Copying exactly, give the lines in the material below from the one with "Add django-zero-downtime-migrations Postgres" to the one with "Adds full page", ends included, and nothing besides.
☆ ☆ ☆
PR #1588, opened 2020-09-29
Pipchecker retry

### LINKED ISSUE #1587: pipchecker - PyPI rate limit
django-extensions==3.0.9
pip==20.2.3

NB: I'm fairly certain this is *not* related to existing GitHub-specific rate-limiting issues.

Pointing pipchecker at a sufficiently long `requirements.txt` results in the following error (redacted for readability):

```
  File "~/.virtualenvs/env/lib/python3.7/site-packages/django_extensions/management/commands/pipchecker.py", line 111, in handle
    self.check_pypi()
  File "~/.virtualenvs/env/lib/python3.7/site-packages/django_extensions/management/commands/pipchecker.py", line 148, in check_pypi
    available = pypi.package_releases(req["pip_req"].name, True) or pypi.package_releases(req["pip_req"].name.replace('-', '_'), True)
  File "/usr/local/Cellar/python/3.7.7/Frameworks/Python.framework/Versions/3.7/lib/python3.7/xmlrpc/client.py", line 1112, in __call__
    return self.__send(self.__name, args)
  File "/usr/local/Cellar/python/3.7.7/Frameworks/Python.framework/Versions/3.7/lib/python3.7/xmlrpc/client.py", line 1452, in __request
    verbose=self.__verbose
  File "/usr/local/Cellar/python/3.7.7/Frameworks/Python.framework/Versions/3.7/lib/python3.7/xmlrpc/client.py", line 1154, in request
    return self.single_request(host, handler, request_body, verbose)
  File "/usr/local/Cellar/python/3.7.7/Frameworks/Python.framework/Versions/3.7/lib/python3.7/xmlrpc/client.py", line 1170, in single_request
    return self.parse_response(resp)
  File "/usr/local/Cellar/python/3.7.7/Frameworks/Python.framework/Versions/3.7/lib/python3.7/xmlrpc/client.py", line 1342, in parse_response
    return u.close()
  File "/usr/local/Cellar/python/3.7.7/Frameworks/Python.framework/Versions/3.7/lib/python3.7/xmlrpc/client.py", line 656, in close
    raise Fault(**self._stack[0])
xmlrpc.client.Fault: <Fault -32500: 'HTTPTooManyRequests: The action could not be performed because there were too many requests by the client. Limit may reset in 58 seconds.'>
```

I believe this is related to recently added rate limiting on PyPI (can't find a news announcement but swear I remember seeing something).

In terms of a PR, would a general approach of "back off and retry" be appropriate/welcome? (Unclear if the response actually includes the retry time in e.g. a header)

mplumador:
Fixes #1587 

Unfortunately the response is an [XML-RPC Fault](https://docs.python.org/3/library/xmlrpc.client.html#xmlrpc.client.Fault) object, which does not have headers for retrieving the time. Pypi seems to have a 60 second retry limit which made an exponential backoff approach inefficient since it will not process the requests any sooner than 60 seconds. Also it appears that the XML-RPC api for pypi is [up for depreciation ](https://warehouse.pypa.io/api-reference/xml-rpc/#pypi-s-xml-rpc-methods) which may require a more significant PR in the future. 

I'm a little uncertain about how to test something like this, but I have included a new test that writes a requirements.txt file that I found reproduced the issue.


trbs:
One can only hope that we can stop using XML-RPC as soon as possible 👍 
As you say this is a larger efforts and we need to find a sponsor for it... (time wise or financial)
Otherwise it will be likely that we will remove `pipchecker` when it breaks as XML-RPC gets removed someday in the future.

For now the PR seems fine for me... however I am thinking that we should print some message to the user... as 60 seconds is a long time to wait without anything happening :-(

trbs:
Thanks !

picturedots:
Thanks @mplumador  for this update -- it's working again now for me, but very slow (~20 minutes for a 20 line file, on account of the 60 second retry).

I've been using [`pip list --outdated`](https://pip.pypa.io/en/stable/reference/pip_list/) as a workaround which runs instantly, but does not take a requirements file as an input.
☆ ☆ ☆
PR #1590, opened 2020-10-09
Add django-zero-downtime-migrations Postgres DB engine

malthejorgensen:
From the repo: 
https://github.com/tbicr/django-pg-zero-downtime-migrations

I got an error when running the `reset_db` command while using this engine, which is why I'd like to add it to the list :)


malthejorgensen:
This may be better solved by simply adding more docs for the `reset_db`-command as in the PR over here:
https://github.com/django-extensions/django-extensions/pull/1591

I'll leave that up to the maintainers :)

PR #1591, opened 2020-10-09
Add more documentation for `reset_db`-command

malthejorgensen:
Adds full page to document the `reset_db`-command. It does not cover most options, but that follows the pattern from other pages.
☆ ☆ ☆
Answer box:
Add django-zero-downtime-migrations Postgres DB engine

malthejorgensen:
From the repo: 
https://github.com/tbicr/django-pg-zero-downtime-migrations

I got an error when running the `reset_db` command while using this engine, which is why I'd like to add it to the list :)


malthejorgensen:
This may be better solved by simply adding more docs for the `reset_db`-command as in the PR over here:
https://github.com/django-extensions/django-extensions/pull/1591

I'll leave that up to the maintainers :)

PR #1591, opened 2020-10-09
Add more documentation for `reset_db`-command

malthejorgensen:
Adds full page to document the `reset_db`-command. It does not cover most options, but that follows the pattern from other pages.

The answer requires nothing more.